Local Notes: Stories of our neighbourhoods | Celeste Bolte
Tuesday 30 March 2021
From Australia to Stoke Newington, down to Brighton for lockdown and back to Hackney again last November, I’ve moved more times than I would have liked to these past two years. After lockdown by the sea, my husband and I finally settled into a converted warehouse flat in Haggerston, prompting a deep love for the adapted industrial buildings in our neighbourhood, or more locally, our road.
I’ve always loved old brick warehouses for their textures, big windows, and large proportions. Haggerston and De Beauvoir certainly aren’t short of these old beauties. We’re right on Regent’s Canal and Kingsland Road. Our building sits on a site that’s had many incarnations; a builders yard, a cement yard, and an art metal factory (according to a development proposal by Nissen Richards). I heard from a fellow tenant that it was used for a while in the 50’s to make knock-off diamonds. Our neighbours are friendly, the landlords are flexible, and the large windows are brilliant.
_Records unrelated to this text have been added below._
PR #3787, opened 2026-08-26
refactor: move REST DSL entities out of canvas model

### LINKED ISSUE #3196: Evaluate the creation of REST nodes

REST nodes is a visual entity as it needs some methods implemented in there. But with the implementation of rest import and rest editor as separate pages, the rest nodes are not rendered in canvas. Investigate the possibility of avoiding the node creation by modifying abstract visual entities instead.

### LINKED ISSUE #3643: Remove the REST visual entities code related to node visualization on canvas

With the recent addition of the REST Editor to Kaoto, we no longer visualize REST elements on the canvas. Therefore, the related code can be removed from the codebase.

atirna:
## Description

I moved the REST DSL entities out of the canvas `BaseVisualEntity` contract. The REST editor now uses a focused `RestEntity` interface, while canvas-only methods and their obsolete tests are removed. REST parsing, importing, editing, serialization, and the existing non-visual registration remain intact.

Fixes https://github.com/KaotoIO/kaoto/issues/3643
Fixes https://github.com/KaotoIO/kaoto/issues/3196

## Verification

- `yarn workspace @kaoto/kaoto lint`
- `yarn workspace @kaoto/kaoto test --run src/models/visualization/flows/camel-rest-visual-entity.test.ts src/models/visualization/flows/camel-rest-configuration-visual-entity.test.ts src/pages/RestDslEditor` (126 passed)
- `yarn workspace @kaoto/kaoto build`

## Summary by CodeRabbit

* **Improvements**
  * Improved REST DSL editor handling for REST resources and configurations.
  * Enhanced REST tree navigation and labeling when node details are unavailable or incomplete.
  * Improved REST model operations, including identifying resources, updating values, retrieving parsed definitions, and removing steps.
  * Added broader support for REST entities across route resources and editor components.
* **Tests**
  * Updated coverage to reflect streamlined REST entity behavior, parsed definitions, and editor workflows.

### DIFF
--- a/packages/ui/src/models/visualization/flows/camel-rest-configuration-visual-entity.ts
+++ b/packages/ui/src/models/visualization/flows/camel-rest-configuration-visual-entity.ts
@@ -1,29 +1,18 @@
-import { ProcessorDefinition, RestConfiguration } from '@kaoto/camel-catalog/types';
-import { getValidator, isDefined } from '@kaoto/forms';
+import { RestConfiguration } from '@kaoto/camel-catalog/types';
+import { isDefined } from '@kaoto/forms';
 
 import { getCamelRandomId } from '../../../camel-utils/camel-random-id';
 import { DynamicCatalogRegistry } from '../../../dynamic-catalog/dynamic-catalog-registry';
 import { setValue } from '../../../utils';
-import { CatalogKind } from '../../catalog-kind';
 import { EntityType } from '../../entities/base-entity';
 import { KaotoSchemaDefinition } from '../../kaoto-schema';
-import {
-  BaseVisualEntity,
-  IVisualizationNode,
-  IVisualizationNodeData,
-  IVisualizationNodeIds,
-  NodeInteraction,
-} from '../base-visual-entity';
-import { IClipboardContent } from '../clipboard';
-import { NodeIdentity } from '../node-identity';
-import { createVisualizationNode } from '../visualization-node';
-import { NodeEnrichmentService } from './nodes/node-enrichment.service';
+import { IVisualizationNodeIds } from '../base-visual-entity';
+import { RestEntity } from './rest-entity';
 
-export class CamelRestConfigurationVisualEntity implements BaseVisualEntity {
+export class CamelRestConfigurationVisualEntity implements RestEntity {
   id: string;
   readonly type = EntityType.RestConfiguration;
   static readonly ROOT_PATH = 'restConfiguration';
-  private schemaValidator: ReturnType<typeof getValidator>;
 
   constructor(public restConfigurationDef: { restConfiguration: RestConfiguration } = { restConfiguration: {} }) {
     const id = getCamelRandomId('restConfiguration');
@@ -60,33 +49,6 @@ export class CamelRestConfigurationVisualEntity implements BaseVisualEntity {
     this.id = id;
   }
 
-  getNodeLabel(): string {
-    return 'restConfiguration';
-  }
-
-  addStep(): void {
-    return;
-  }
-
-  getCopiedContent(): IClipboardContent | undefined {
-    return {
-      name: CamelRestConfigurationVisualEntity.ROOT_PATH,
-      definition: this.restConfigurationDef.restConfiguration,
-    };
-  }
-
-  pasteStep(): void {
-    return;
-  }
-
-  canDragNode(_path?: string) {
-    return false;
-  }
-
-  canDropOnNode(_path?: string) {
-    return false;
-  }
-
   removeStep(): void {
     return;
   }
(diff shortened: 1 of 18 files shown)


packages/ui/src/models/visualization/flows/camel-rest-configuration-visual-entity.ts
```diff
@@ -60,38 +48,11 @@ export class CamelRestConfigurationVisualEntity implements BaseVisualEntity {
...
-  canDropOnNode(_path?: string) {
-    return false;
-  }
-
   removeStep(): void {
     return;
   }
 
-  async fetchNodeSchema(ids?: IVisualizationNodeIds): Promise<KaotoSchemaDefinition['schema'] | undefined> {
+  async fetchNodeSchema(ids?: IVisualizationNodeIds) {
```
lordrip: In this particular case, it would be better to be explicit about the return type, that way we can have an internal contract to follow in this method.

lordrip (commented):
Hi @atirna, thank you so much for your contribution. Since this is a somewhat big change around the **Rest DSL Editor**, it will take a bit of time to review and consider this architectural change.

I'll set some time aside to look more carefully to this. Once again, thanks for your contribution.

packages/ui/src/models/visualization/flows/camel-rest-configuration-visual-entity.ts
atirna: done, restored the explicit `Promise<KaotoSchemaDefinition['schema'] | undefined>` on `fetchNodeSchema` so the contract is visible again.

also merged latest main in 650992c8 — upstream's `RestDslEditorPage` now calls `getParsedDefinition` on the rest entity, so i ported that method onto the slim class rather than widening it back into the canvas hierarchy. `tsc` and the two entity suites (43 tests) are green.

lordrip:
Hi @atirna , sorry for the wait, I reviewed the PR more carefully and this is what I found:

The PR direction is good, it successfuly decouples the Rest* entities from the Canvas.

Now, here's what I think are the last touches to make it mergeable:


| # | Location | Issue | Suggested Fix |
|---|----------|-------|---------------|
| 1 | `base-visual-entity.ts` — new `BaseEntityConstructor` | **Duplicate constructor interface.** `BaseEntityConstructor` is structurally identical to the existing `BaseVisualCamelEntityConstructor` (same `new(...args: any[])` + `isApplicable` shape) already in the same file. Two nearly-identical interfaces will diverge over time. | Either reuse `BaseVisualCamelEntityConstructor` as-is, or rename it to `BaseEntityConstructor` and remove the old one. Don't keep both. |
| 2 | `RestDslEditorPage.tsx:82` + `rest-entity.ts` | **`getParsedDefinition` is missing from the `RestEntity` interface.** The page guards with `instanceof CamelRestVisualEntity` before calling `getParsedDefinition()` — this works today but is purely runtime. Any future `RestEntity` implementation silently omits the capability and breaks the page at runtime rather than compile time. | Add `getParsedDefinition(path?: string, ids?: IVisualizationNodeIds): Promise<unknown>` to `RestEntity`, or add a comment explaining why the interface intentionally omits it. |
| 3 | `rest-entity.ts` | **`setId` missing from the interface.** Both concrete implementations (`CamelRestVisualEntity`, `CamelRestConfigurationVisualEntity`) implement `setId`, and the resource layer calls it. `RestEntity` declares `getId()` but not `setId()`, leaving the id-management contract incomplete for callers typed against the interface. | Add `setId(id: string): void` to `RestEntity`. |
| 4 | Branch / commit history | **Merge commits in history.** The branch contains 4 `Merge branch 'main'` / `Merge remote-tracking branch 'upstream/main'` commits. | Rebase onto current `upstream/main` and squash to a single commit (or one per logical unit) |

Thanks once again for your contribution, and please feel free to reach out if you have any comments or questions

atirna:
thanks @lordrip for the really detailed review! addressed all four points:

- dropped the duplicate: `BaseVisualCamelEntityConstructor` is removed and the three resource files (citrus-test-resource, camel-route-resource, camel-xml-route-resource) now use the shared `BaseEntityConstructor`
- `RestEntity` now declares both `getParsedDefinition(path?, ids?)` and `setId(id: string)`, so the id + parsing contract is complete at compile time instead of relying on the `instanceof` guard
- `CamelRestConfigurationVisualEntity` got a `getParsedDefinition()` impl that returns the raw restConfiguration def, matching its `getNodeDefinition` shape
- rebased onto current main and squashed the history down to a single commit

also added parsed-definition coverage on both entities so the new interface methods are exercised. the two touched suites are 45/45 green and `tsc --noEmit` is clean. happy to adjust anything else

PVinaches (approved):
Thanks for tackling this issue! LGTM :)

lordrip (approved):
Thanks for the changes @atirna 🙏

PR #3796, opened 2026-08-27
fix(ui): support intentionally empty EIP expressions (#3775)

### LINKED ISSUE #3775: Support placing empty string on EIP expression such as setBody
Currently if user wants to set an empty string to the body, they need to edit the source code. If it's a required property, even after they modify the source code as following, Kaoto canvas shows an error that required property is not configured.
```yaml
- setBody:
    constant:
      expression: ""
```

If they place quotations in Kaoto canvas form, it will be quoted automatically
```yaml
- setBody:
    constant:
      expression: '""'
```

We need a way to produce former code from Kaoto canvas, and suppress the error on that.
How about adding a checkbox "empty" and when it's checked, disable the text input and produce the former code?

### A workaround exists
* Choose `groovy` as a language
* Put `return new String("")` to the expression
   Or simply put 2-quotations the the expression. Unlike with simple language, groovy treats 2-quotations as an empty string

somod-gif:
- Add 'Empty' checkbox toggle to ExpressionFieldInner that writes expression: '' directly to the model, bypassing onExpressionChange which converts whitespace-only strings to undefined
- Scoped ModelContextProvider with disabled prop when checkbox is checked to disable all language sub-fields while keeping suggestions intact
- Fix model-validation to treat empty strings as intentionally configured (isConfiguredPropertyValue) instead of marking them as missing
- Add focused unit tests for checkbox toggle, model-derived state, and validation of empty vs missing expression values

fix: https://github.com/KaotoIO/kaoto/issues/3775

## Summary by CodeRabbit

* **New Features**
  * Added an **Empty** option for expression fields, allowing expressions to be intentionally set to an empty value.
  * Expression inputs and nested properties are disabled when marked empty or when editing is unavailable.
* **Bug Fixes**
  * Improved expression field loading to prevent incorrect schema selections during asynchronous initialization.
* **Tests**
  * Added coverage for toggling empty expressions and restoring editable values.


PVinaches:
Hello! Thanks for tackling this issue. I am pinning the issue in description to be able to monitor it. Could you please check the coderabbit comments?

lordrip:
Hi @somod-gif, thanks for your contribution. At this moment, this component is being updated to use a simpler pattern to consume async data. This is the PR https://github.com/KaotoIO/kaoto/pull/3846

I would like to please ask you to wait until that PR lands so we can work in the same base.

Other than, I think the idea is good, but I think we should explore using the suggestions service and see if this helps, I'm not 100% sure, but if it does, it would be simpler to just see `<Empty string>` as a suggestion.

Thanks once again for your contribution :pray:

lordrip:
Hi @somod-gif, thanks for your contribution, I'll close this PR since it haven't had recent activity, please feel free to reopen it in the future. Thanks once again

PR #3798, opened 2026-08-27
fix(DataMapper): Fixed parent collapse while typing in child value input

### LINKED ISSUE #3274: DataMapper: Parent field unexpectedly collapse while typing
### Describe the Bug

Use `ADT_A01.xsd` from HL7 XML Schema files:
Path: `/ADT_A01/PID/PID.3/CX.4/HD.1`
Background: https://github.com/igarashitm/camel-hl7-xml-poc

Add selector expression and type XPath string in the input field. On every key stroke the parent collapse and need to expand again and again. The expand/collapse state is supposed to be preserved.

https://github.com/user-attachments/assets/67051a52-f078-4bb8-9e0a-a36850553bc3

---

# Root cause

All target-side mapping edits funnel through `refreshMappingTree()`
(`providers/datamapper.provider.tsx:231-252`), which builds a **new `MappingTree` instance**,
serializes the XSLT, and calls `setMappingTree(...)`. That new identity flows into `TargetPanel`
(`components/View/TargetPanel.tsx:36-44`) and triggers a full **`TreeUIService.createTree()`**
rebuild. `createTree` allocates a fresh `DocumentTreeNode` graph and parses only down to
`INITIAL_PARSE_DEPTH = 3` / `INITIAL_FIELD_COUNTS = 100`; anything deeper is unparsed until lazily
expanded. This single mechanism produces two distinct symptoms:

1. **Typing in a child value/XPath input** rebuilds the tree on every keystroke (value edits reach
   the same parameter-less `onUpdate` as structural changes, so they are indistinguishable at that
   boundary).
2. **Creating a mapping on a deeply-expanded field** — double-clicking the field or "Add value
   selector" — collapses its **expanded descendants**.

For (2), creating a mapping transitions the node from `TargetFieldNodeData` (path segment =
`field.id`) to `FieldItemNodeData` (segment = `mapping.id`) — see `models/datamapper/visualization.ts`.
Since child paths are `NodePath.childOf(parent.path, …)`, every descendant's path string changes, and
expansion state is keyed by path (`store/document-tree.store.ts`), so the saved state is orphaned for
descendants **below** the depth-3/100 parse frontier.

Importantly, that transition is a **legitimate domain state change, not a defect**:
`TargetFieldNodeData` is a schema placeholder (backed by `IField`, serializes to nothing);
`FieldItemNodeData` is backed by a `FieldItem` that serializes to a real XSLT node. The two identities
are correctly distinct. The actual defect is that a **view concern** ("what is expanded") is coupled
to a **mapping-domain identity** that is allowed and expected to change across this transition.

# Fix strategy

Keep the tree stable across mapping mutations instead of rebuilding and reconstructing expansion
afterwards. Two independent parts, each shipped as its own sub-issue:

- **Part 1 — value-only edits should skip the tree rebuild** (not persistence/links). Decouple the
  `createTree` rebuild from the `mappingTree` identity bump so value edits still serialize, persist,
  and recompute connection lines, but do not rebuild the tree.
- **Part 2 — structural edits should migrate expansion state per-node** rather than rebuild and
  reconcile. On mapping create/remove, carry the view (expansion) state across the legitimate
  `field.id → mapping.id` transition over the full subtree.

pvillant:
Resolves: [#3274](https://github.com/KaotoIO/kaoto/issues/3274)

https://github.com/user-attachments/assets/e44e4e36-88eb-472d-87a5-c99bcc41d262

## Summary by CodeRabbit

* **Bug Fixes**
  * Preserved expanded and collapsed states when the document tree is rebuilt.
  * Expanded nodes beyond the initial parsing depth now remain accessible with their child nodes.
  * Prevented parent expansion states from being lost when applying value selectors or changing node types.
  * Improved consistency when rebuilding trees containing previously unparsed nodes.
  * Corrected tree refresh behavior so invalidated nodes and their descendants can be parsed again when expanded.

### DIFF
--- a/packages/ui/src/services/visualization/tree-ui.service.test.ts
+++ b/packages/ui/src/services/visualization/tree-ui.service.test.ts
@@ -211,19 +211,20 @@ describe('TreeUIService', () => {
     });
 
     it('should not re-parse already parsed nodes', () => {
+      const parseTreeNodeSpy = vi.spyOn(TreeParsingService, 'parseTreeNode');
+
       // Get first child which is already parsed (depth 1)
       const firstChild = tree.root.children[0];
       expect(firstChild).toBeDefined();
       expect(firstChild.isParsed).toBe(true);
 
-      const childrenCountBefore = firstChild.children.length;
-      expect(childrenCountBefore).toBeGreaterThan(0);
-
       // Toggle the already-parsed node
       TreeUIService.toggleNode(documentId, firstChild.path);
 
-      // Children count should not change (no re-parsing happens)
-      expect(firstChild.children).toHaveLength(childrenCountBefore);
+      // parseTreeNode must not have been called for a node that is already parsed
+      expect(parseTreeNodeSpy).not.toHaveBeenCalledWith(firstChild);
+
+      parseTreeNodeSpy.mockRestore();
     });
 
     it('should do nothing if document ID is not found', () => {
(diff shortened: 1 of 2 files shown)


pvillant:
@coderabbitai review

pvillant:
@coderabbitai review

igarashitm:
Thank you for tackling this issue @pvillant. In order to fix the root cause of the issue, it turns out we need a bit deeper surgery. I updated issue #3274 and created 2 sub issues there. However the tests you already created in this PR should be still valuable. Please feel free to either update this PR for https://github.com/KaotoIO/kaoto/issues/3810 or close this PR and submit a new one. I'm changing to draft until then.

PR #3817, opened 2026-08-28
fix(test): replace raw DOM .click() with userEvent in ComponentMode tests

### LINKED ISSUE #3816: fix(test): ComponentMode tests are flaky due to raw DOM .click() on PatternFly ToggleGroupItem
## Problem

The tests in `src/components/ComponentMode/ComponentMode.test.tsx` are intermittently failing in CI with:

```
AssertionError: expected "updateModel" to be called with arguments: [ undefined ]
Number of calls: 0
```

This was observed on multiple unrelated PRs, confirming it is not caused by any specific code change.

## Root Cause

All click interactions in the test file use the low-level DOM call `element.click()` wrapped in `await act(async () => { ... })`:

```ts
await act(async () => {
  pollButton.click();
});
```

PatternFly's `ToggleGroupItem` does **not** use a native `onClick` handler — it uses an `onChange` callback that is triggered through an internal event chain. When `element.click()` is used directly, JSDOM's event propagation is not deterministic enough; depending on the Vitest worker timing, the internal PatternFly event chain may not have completed by the time `act()` resolves. This causes the spy to record 0 calls intermittently.

## Fix

Replace all `await act(async () => { element.click() })` calls with `@testing-library/user-event`'s `await user.click(element)`. `userEvent` simulates the full browser event sequence (`pointerdown` → `mousedown` → `pointerup` → `mouseup` → `click`) and internally waits for all pending React state updates, making the tests deterministic.

`userEvent` is already a project dependency and is used consistently elsewhere in the test suite (e.g. `CanvasNode.test.tsx`).

lhein:
## Summary

Replace all raw `element.click()` calls (wrapped in `await act()`) with `@testing-library/user-event`'s `await user.click()` in `ComponentMode.test.tsx`.

## Root Cause

PatternFly's `ToggleGroupItem` does not use a native `onClick` handler — it uses an `onChange` callback triggered through an internal event chain. When `element.click()` is used directly, JSDOM's event propagation is not deterministic enough; depending on Vitest worker timing, the internal PF event chain may not have completed by the time `act()` resolves. This causes the spy to record 0 calls intermittently.

## Fix

`userEvent.click()` simulates the full browser event sequence (`pointerdown` → `mousedown` → `pointerup` → `mouseup` → `click`) and internally awaits all pending React state updates, making the tests deterministic.

Additionally removed two unnecessary `await act(async () => { await Promise.resolve(); })` flush workarounds that are no longer needed with `userEvent`.

Fixes https://github.com/KaotoIO/kaoto/issues/3816

## Summary by CodeRabbit

* **Tests**
  * Improved interaction test coverage and reliability for component mode controls.
  * Updated tests to use realistic user interactions while preserving existing expected behavior.

### DIFF
--- a/packages/ui/src/components/ComponentMode/ComponentMode.test.tsx
+++ b/packages/ui/src/components/ComponentMode/ComponentMode.test.tsx
@@ -1,4 +1,5 @@
-import { act, render, waitFor } from '@testing-library/react';
+import { render, waitFor } from '@testing-library/react';
+import userEvent from '@testing-library/user-event';
 import { Mock, MockedFunction, vi } from 'vitest';
 
 import { useProcessorTooltips } from '../../hooks/use-processor-tooltips.hook';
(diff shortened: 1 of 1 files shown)


PVinaches (approved):
LGTM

The single glazing and crumbling window putty are less so, but the trade off (climate control) is worth it for the abundance of natural light and large private terrace we have access to, especially in these times.
Further along the road with views of Karakusevic Carson & Chipperfields’ Hoxton Press Towers is a beautiful, undulating, curving 1930’s warehouse. It used to be a player’s cigarette factory and must at one point have been an engineering company according to its signage. Now, it’s home to artist studios run by Acme Spaces. Immediately next door is a silvery steel extension of live-work studios to the original warehouse that I really love, completed in 2001 by Robert Barnes Architects.
The rest of our street is a mix of apartment buildings, warehouse-style flats, and council housing. We have British land’s co-working hub, Storey, by Waugh Thistleton a few steps down the way, next door to Dezeen, and just further down, pH+’s golden Orsman Road building with its fabulous street-level facade of caged stones.
I love my street, much more than I anticipated. I love watching the buildings changing colour in the evenings. We’ve had some fantastic sunsets, and they seem all the more magic for the views and the skyline we’re lucky to enjoy.